Member of the Bangladesh Parliament for Kurigram-3
- In office 25 January 2009 – 11 May 2018
- Preceded by: Md. Motiur Rahman
- Succeeded by: Akkas Ali
- In office 10 July 1986 – 6 December 1990
- Preceded by: Position established
- Succeeded by: Md. Amjad Hossain Talukdar

Member of the Bangladesh Parliament for Rangpur-16
- In office 2 April 1979 – 24 March 1982
- Preceded by: Mohammad Sadakat Hossain
- Succeeded by: redistricted

Personal details
- Born: 1940 or 1943 Assam, British India
- Died: 11 May 2018 Dhaka, Bangladesh
- Resting place: Banani graveyard, Dhaka, Bangladesh
- Party: Jatiya Party
- Other political affiliations: Bangladesh Nationalist Party, National Awami Party (Bhashani)
- Spouse: Selina Begum
- Children: 3
- Parent: Mohammad Abul Quasem (father);
- Nickname: Mukul

= AKM Maidul Islam =

Bangladeshi politician

AKM Maidul Islam (born 1940 or 1943; died 2018) was a Bangladeshi politician from Ulipur who served six terms in the Bangladesh Parliament between 1979 and 2018. First elected as a Bangladesh Nationalist Party (BNP) member, he later defected to the Jatiya Party (JP), briefly returned to the BNP, and finally rejoined the JP. Islam held ministerial positions under presidents Ziaur Rahman, Abdus Sattar, and Hussain Muhammad Ershad at various times between 1979 and 1990.

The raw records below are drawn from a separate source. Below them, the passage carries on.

PR #1326, opened 2024-04-13
Added support `windash` pipe modifier

hitenkoku:
## What Changed

- Added for support for `windash` keyword.

## Evidence

passed added test for `contains|windash` and `contains|all|windash` modifier.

==Early life and education==
AKM Maidul Islam was born in Assam, British India. Sources vary as to whether he was born on 29 May 1940 or 1 May 1943. His father was Mohammad Abul Quasem. After the partition of India, the family settled in Ulipur, East Pakistan, where his father would become a member of the 3rd National Assembly of Pakistan.

Islam attended Ulipur Maharani Swarnamoyi School and College and matriculated from Matlab High School in Comilla in 1959. He completed his Intermediate of Arts from Rajshahi Government College in 1961, and earned a master's degree in political science from the University of Karachi in 1966.

==Career==
Islam first sought election to parliament, unsuccessfully, in 1973 as a National Awami Party (Bhashani) candidate.

He was elected to parliament from Rangpur-16 in 1979 as a Bangladesh Nationalist Party (BNP) candidate. He was appointed Minister of Posts, Telegraph, and Telephones in the Zia government in April 1979. In the Sattar government, he was retained in that position until February 1982. He was Minister of Civil Aviation and Tourism from January 1982 to March 1982.

On 6 April 1985, he and three other BNP ministers defected to the Jaitya Party of President Hussain Muhammad Ershad. He was elected to parliament from Kurigram-3 in 1986 and 1988 as a candidate of the Jatiya Party (Ershad). In the Ershad government, he was Minister of Land Administration and Land Reforms from November 1985 to April 1986; Minister of Ports, Shipping, and Water Transport from July 1986 to March 1987; the minister of land again from March 1987 to September 1987; the minister of shipping again from September 1987 to November 1987; Minister of Jute and Textiles from September 1988 to September 1989; and Minister of Forests and Environment from September 1988 to January 1990.

After the 1990 Bangladesh mass uprising led to the fall of Ershad, Islam unsuccessfully stood for re-election in 1991 as an independent. He then rejoined the BNP and was elected to parliament from Kurigram-3 in February 1996. Unable to hold his seat in June 1996, he returned to the Jatiya Party (Ershad) and was elected to parliament twice more, in 2008 and 2014.

==Death==
Selina Begum, his wife, predeceased him on 14 February 2016. They had two daughters and a son. Islam died on 11 May 2018 in United Hospital Limited, Dhaka, Bangladesh. He is buried at Banani graveyard in Dhaka.